Data to examine:
——
PR #915, opened 2026-01-07
feat: added contracts/evm for evm permit2 update

CarsonRoscoe:
**_THE CONTRACTS IN THIS PR HAVE YET TO BE AUDITED. ONLY DEPLOY TO TEST NETWORKS AT THIS TIME_**

## Description

In order to implement #769, an `x402Permit2Proxy` contract must be written and deployed.

This PR adds a foundry project under `contracts/evm`, which both acts as a foundry project for smart contract development

[Base Sepolia Deployment](https://sepolia.basescan.org/address/0x40203F636c4EDFaFc36933837FFB411e1c031B50)

## Tests

Added united tests & base-sepolia forked integration tests

## Checklist


cb-heimdall:
<table>
<tr>
<th>Requirement</th>
<th>Status</th>
<th>More Info</th>
</tr>
<tr>
<td>Reviews</td>
<td>
🟡
<code>0/1</code>
</td>
<td>
<details>
<table>
<tr>
<td>
<details>
<table>
<tr>
<td>0</td>
</tr>
<tr>
<td>0</td>
</tr>
<tr>
<td>0</td>
</tr>
<tr>
<td>
</td>
<td>1</td>
</tr>
<tr>
<td>
<details>
<table>
<tr>
<td><strong>Max</strong></td>
<td><strong>0</strong></td>
</tr>
</table>
</details>
</td>
<td>0</td>
</tr>
<tr>
<td>
From <code>CODEOWNERS</code>
</td>
<td>0</td>
</tr>
<tr>
<td>Global minimum</td>
<td>0</td>
</tr>
<tr>
<td><strong>Max</strong></td>
<td>
<strong>
1
</strong>
</td>
</tr>
</table>
</details>
</td>
<td>1</td>
</tr>
<tr>
<td>0</td>
</tr>
<tr>
<td><strong>Sum</strong></td>
<td><strong>1</strong></td>
</tr>
</table>
</details>
</td>
</tr>
</table>

contracts/evm/script/ComputeAddress.s.sol
```diff
@@ -0,0 +1,76 @@
...
+    /// @notice Canonical Permit2 address
+    address constant PERMIT2 = 0x000000000022D473030F116dDEE9F6B43aC78BA3;
+
+    /// @notice Arachnid's deterministic CREATE2 deployer
+    address constant CREATE2_DEPLOYER = 0x4e59b44847b379578588920cA78FbF26c0B4956C;
+
+    /// @notice Salt for deterministic deployment
+    bytes32 constant SALT = 0x62bb59fa735c572ac45816aa0f1e00b2de3c4671993a9147999a3808c574240e;
+
+    function run() public view {
```
stevieraykatz: You can add arguments to arbitrary script methods and then invoke them like so: 
`forge script script/ComputeAddress.s.sol --sig "myMethod(bytes32)" SALT`

This way you make a generic method that doesn't rely on editing in-line constants.

contracts/evm/src/interfaces/ISignatureTransfer.sol
stevieraykatz, line 1: The file name and in the interface it defines should match.

contracts/evm/src/x402Permit2Proxy.sol
```diff
@@ -0,0 +1,226 @@
...
+ * @notice Trustless proxy for x402 payments using Permit2
+ * @dev This contract acts as the authorized spender in Permit2 signatures.
+ *      It uses the "witness" pattern to cryptographically bind the payment destination,
+ *      preventing facilitators from redirecting funds.
+ *
+ * Security Properties:
+ * - Immutable: No upgrade mechanism
+ * - No custody: Never holds tokens
+ * - Destination locked: Witness pattern enforces payTo address
+ * - Reentrancy protected: Uses OpenZeppelin's ReentrancyGuard
```
stevieraykatz: This is vibey cruft

contracts/evm/src/x402Permit2Proxy.sol
```diff
@@ -0,0 +1,226 @@
+// SPDX-License-Identifier: MIT
+pragma solidity ^0.8.20;
+
+import {ReentrancyGuard} from "@openzeppelin/contracts/utils/ReentrancyGuard.sol";
+import {ISignatureTransfer} from "./interfaces/IPermit2.sol";
```
stevieraykatz: Add line between external vs. internal imports: [style ref](https://github.com/coinbase/solidity-style-guide?tab=readme-ov-file#c-group-imports-by-external-and-local-with-a-new-line-in-between)

contracts/evm/src/x402Permit2Proxy.sol
```diff
@@ -0,0 +1,226 @@
...
+    function permit(
+        address owner,
+        address spender,
+        uint256 value,
+        uint256 deadline,
+        uint8 v,
+        bytes32 r,
+        bytes32 s
+    ) external;
+}
```
stevieraykatz: Move to own file and import `IERC20Permit.sol`. This iface is also available to vendor from OZ: https://github.com/OpenZeppelin/openzeppelin-contracts/blob/master/contracts/token/ERC20/extensions/IERC20Permit.sol

contracts/evm/src/x402UptoPermit2Proxy.sol
```diff
@@ -0,0 +1,226 @@
...
+
+import {ReentrancyGuard} from "@openzeppelin/contracts/utils/ReentrancyGuard.sol";
+import {ISignatureTransfer} from "./interfaces/IPermit2.sol";
+
+/**
+ * @title x402Permit2Proxy
+ * @notice Trustless proxy for x402 payments using Permit2
+ * @dev This contract acts as the authorized spender in Permit2 signatures.
+ *      It uses the "witness" pattern to cryptographically bind the payment destination,
+ *      preventing facilitators from redirecting funds.
```
stevieraykatz, line 13: Newlines between tag types: [style ref](https://github.com/coinbase/solidity-style-guide?tab=readme-ov-file#3-newlines-between-tag-types)

contracts/evm/src/x402UptoPermit2Proxy.sol
stevieraykatz, line 1: Run forge fmt to fix lint. Can add a github action CI step to check forge fmt returns 0 like: https://github.com/coinbase/smart-wallet/blob/main/.github/workflows/test.yml

contracts/evm/src/x402UptoPermit2Proxy.sol
```diff
@@ -0,0 +1,226 @@
...
+        Witness calldata witness,
+        bytes calldata signature
+    ) internal {
+        // Validate addresses
+        if (owner == address(0)) revert InvalidOwner();
+        if (witness.to == address(0)) revert InvalidDestination();
+
+        // Validate time window
+        if (block.timestamp < witness.validAfter) revert PaymentTooEarly();
+        if (block.timestamp > witness.validBefore) revert PaymentExpired();
```
stevieraykatz: Natspec above says `witness.validAfter` is the earliest timestamp that is acceptable. Thus,  control should be expressed using `<=`. Same for `validBefore`.

contracts/evm/src/x402UptoPermit2Proxy.sol
```diff
@@ -0,0 +1,226 @@
...
+
+        // Validate amount
+        if (amount > permit.permitted.amount) revert AmountExceedsPermitted();
```
stevieraykatz: Should be `amount >= permit.permitted.amount`

stevieraykatz:
Missing dep on OZ's reentrancy guard. Need to `forge install OpenZeppelin/openzeppelin-contracts`

contracts/evm/src/x402Permit2Proxy.sol
```diff
@@ -0,0 +1,226 @@
...
+        // Reconstruct witness hash to enforce integrity
+        bytes32 witnessHash = keccak256(
+            abi.encode(WITNESS_TYPEHASH, keccak256(witness.extra), witness.to, witness.validAfter, witness.validBefore)
+        );
+
+        // Execute transfer via Permit2
+        PERMIT2.permitWitnessTransferFrom(permit, transferDetails, owner, witnessHash, WITNESS_TYPE_STRING, signature);
+
+        // Emit event for observability
+        emit X402PermitTransfer(owner, transferDetails.to, transferDetails.requestedAmount, permit.permitted.token);
```
stevieraykatz: I think all the data emitted here is redundant considering the events that will be emitted by the ERC20 contract. Is there a specific reason we need to emit this data ourselves?

contracts/evm/src/x402Permit2Proxy.sol
```diff
@@ -0,0 +1,226 @@
...
+
+    /// @notice EIP-712 type string for witness data
+    /// @dev Must match the exact format expected by Permit2
+    /// Types must be in ALPHABETICAL order after the primary type (TokenPermissions < Witness)
+    string public constant WITNESS_TYPE_STRING =
+        "Witness witness)TokenPermissions(address token,uint256 amount)Witness(bytes extra,address to,uint256 validAfter,uint256 validBefore)";
+
+    /// @notice EIP-712 typehash for witness struct
+    bytes32 public constant WITNESS_TYPEHASH =
+        keccak256("Witness(bytes extra,address to,uint256 validAfter,uint256 validBefore)");
```
stevieraykatz: Should be: 
```solidity
keccak256("Witness(address to,uint256 validAfter,uint256 validBefore,bytes extra)");
```
provided the type def below.

contracts/evm/src/x402Permit2Proxy.sol
```diff
@@ -0,0 +1,226 @@
...
+ */
+contract x402Permit2Proxy is ReentrancyGuard {
+    /// @notice The canonical Permit2 contract address
+    ISignatureTransfer public immutable PERMIT2;
+
+    /// @notice EIP-712 type string for witness data
+    /// @dev Must match the exact format expected by Permit2
+    /// Types must be in ALPHABETICAL order after the primary type (TokenPermissions < Witness)
+    string public constant WITNESS_TYPE_STRING =
+        "Witness witness)TokenPermissions(address token,uint256 amount)Witness(bytes extra,address to,uint256 validAfter,uint256 validBefore)";
```
stevieraykatz: Should be:
```solidity
"Witness witness)TokenPermissions(address token,uint256 amount)Witness(address to,uint256 validAfter,uint256 validBefore,bytes extra)" 
```
provided the type def below.

contracts/evm/src/x402Permit2Proxy.sol
```diff
@@ -0,0 +1,226 @@
...
+        // Validate amount
+        if (amount > permit.permitted.amount) revert AmountExceedsPermitted();
+
+        // Prepare transfer details with destination from witness
+        ISignatureTransfer.SignatureTransferDetails memory transferDetails =
+            ISignatureTransfer.SignatureTransferDetails({to: witness.to, requestedAmount: amount});
+
+        // Reconstruct witness hash to enforce integrity
+        bytes32 witnessHash = keccak256(
+            abi.encode(WITNESS_TYPEHASH, keccak256(witness.extra), witness.to, witness.validAfter, witness.validBefore)
```
stevieraykatz: Make sure this matches WITNESS_TYPEHASH's ordering given comments above.

contracts/evm/src/x402UptoPermit2Proxy.sol
CarsonRoscoe: I believe the current code if (amount > permit.permitted.amount) is correct. This allows amount == permitted.amount (exact permitted amount) and only reverts when exceeding. Using >= would reject exact matches, breaking valid use cases where users want to transfer exactly what they permitted.

contracts/evm/src/x402UptoPermit2Proxy.sol
CarsonRoscoe: I think there was slight confusion in reviewing this, please verify my understanding.

`if (block.timestamp < witness.validAfter) revert PaymentTooEarly()` means that if the current timestamp is earlier than the earliest valid timestamp, revert

Similarly, `if (block.timestamp > witness.validBefore) revert PaymentExpired()` means that if the current timestamp is later than the last valid timestamp, revert

I believe that is correct, as `<=` and `>=` would then revert when equal, becoming exclusive. We want it to be inclusive

contracts/evm/src/x402Permit2Proxy.sol
CarsonRoscoe: Good points. Reached out to the data scientist who will eventually be observing these contracts to get his opinion on if he wants/needs any events or not, given the redundancy. Will let his decision guide what we emit

contracts/evm/src/x402UptoPermit2Proxy.sol
stevieraykatz: Oh man, yep you got it right. We're describing the revert edges. My bad!

contracts/evm/src/x402UptoPermit2Proxy.sol
stevieraykatz: same as above

contracts/evm/foundry.toml
```diff
@@ -0,0 +1,51 @@
...
+base_sepolia = "${BASE_SEPOLIA_RPC_URL}"
+optimism_sepolia = "${OPTIMISM_SEPOLIA_RPC_URL}"
+arbitrum_sepolia = "${ARBITRUM_SEPOLIA_RPC_URL}"
+
+[etherscan]
+mainnet = { key = "${ETHERSCAN_API_KEY}" }
+base = { key = "${BASESCAN_API_KEY}" }
+base_sepolia = { key = "${BASESCAN_API_KEY}" }
+optimism = { key = "${OPTIMISM_ETHERSCAN_API_KEY}" }
+arbitrum = { key = "${ARBISCAN_API_KEY}" }
```
stevieraykatz: Etherscan's v2 api uses the same key for all networks now

contracts/evm/src/x402BasePermit2Proxy.sol
```diff
@@ -0,0 +1,151 @@
...
+
+    /// @notice EIP-712 typehash for witness struct
+    bytes32 public constant WITNESS_TYPEHASH =
+        keccak256("Witness(address to,uint256 validAfter,uint256 validBefore,bytes extra)");
+
+    /// @notice Emitted when settle() completes successfully
+    event Settled();
+
+    /// @notice Emitted when settleWithPermit() completes successfully
+    event SettledWithPermit();
```
fabrice-cheng, line 37: Do we really see a value of being able to distinguish Settled vs SettledWithPermit()?

contracts/evm/src/x402BasePermit2Proxy.sol
```diff
@@ -0,0 +1,151 @@
...
+        uint8 v;
+    }
+
+    /**
+     * @notice Initializes the proxy with the Permit2 contract address
+     * @param _permit2 Address of the canonical Permit2 contract
+     * @dev Reverts if _permit2 is the zero address
+     */
+    constructor(
+        address _permit2
```
fabrice-cheng, line 86: could you double check that adding this to the constructor with potential diff values won't affect the deployed contract address?

Unsure if the bytecode for CREATE2/CREATE3 is affected by constructor payload

contracts/evm/src/x402BasePermit2Proxy.sol
```diff
@@ -0,0 +1,151 @@
...
+        Witness calldata witness,
+        bytes calldata signature
+    ) internal {
+        // Validate addresses
+        if (owner == address(0)) revert InvalidOwner();
+        if (witness.to == address(0)) revert InvalidDestination();
+
+        // Validate time window
+        if (block.timestamp < witness.validAfter) revert PaymentTooEarly();
+        if (block.timestamp > witness.validBefore) revert PaymentExpired();
```
fabrice-cheng: fyi, Permit2 has a deadline in it, so this field would be redundant
`

struct PermitTransferFrom {
        TokenPermissions permitted;
        // a unique value for every token owner's signature to prevent signature replays
        uint256 nonce;
        // deadline on the permit signature
        uint256 deadline;
    }
 `

contracts/evm/src/x402BasePermit2Proxy.sol
CarsonRoscoe: I don't believe it's strictly necessary, however I do prefer having it to future proof our observability.

Without these events, there is no event driven approach for a data scientist to determine which transactions are flowing through the 2612 path, or through a separate erc20 approval. I foresee us wanting to know the breakdowns of transfer methods in the future, which is why I added this

contracts/evm/src/x402BasePermit2Proxy.sol
CarsonRoscoe: Good catch, a change in constructor arguments would indeed change the deployed address

CarsonRoscoe: The constructor parameter I am planning to use is Uniswap's canonical Permit2 contract address. Based on [these docs](https://api-docs.uniswap.org/guides/supported_chains), the address should exist on 16 different mainnets, which is a decent range but also limiting.

We could resolve with a separate `initialize(_permit2)` function gated by an initializer modifier to ensure it's only called once, and add a initialized() modifier on the settle calls to ensure initialize() was called before the contract gets used

Thoughts on that @fabrice-cheng ?

contracts/evm/src/x402BasePermit2Proxy.sol
CarsonRoscoe: Great catch, addressing now

CarsonRoscoe: https://github.com/coinbase/x402/pull/915/commits/082614ea084ee20d88e52a85ab8ec6278536e53f

contracts/evm/src/x402BasePermit2Proxy.sol
apmcdermott: 100% agreed on this take ^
——
Problem description: For every line above that includes the string "separate", copy the line.

Task solution:
Without these events, there is no event driven approach for a data scientist to determine which transactions are flowing through the 2612 path, or through a separate erc20 approval. I foresee us wanting to know the breakdowns of transfer methods in the future, which is why I added this
We could resolve with a separate `initialize(_permit2)` function gated by an initializer modifier to ensure it's only called once, and add a initialized() modifier on the settle calls to ensure initialize() was called before the contract gets used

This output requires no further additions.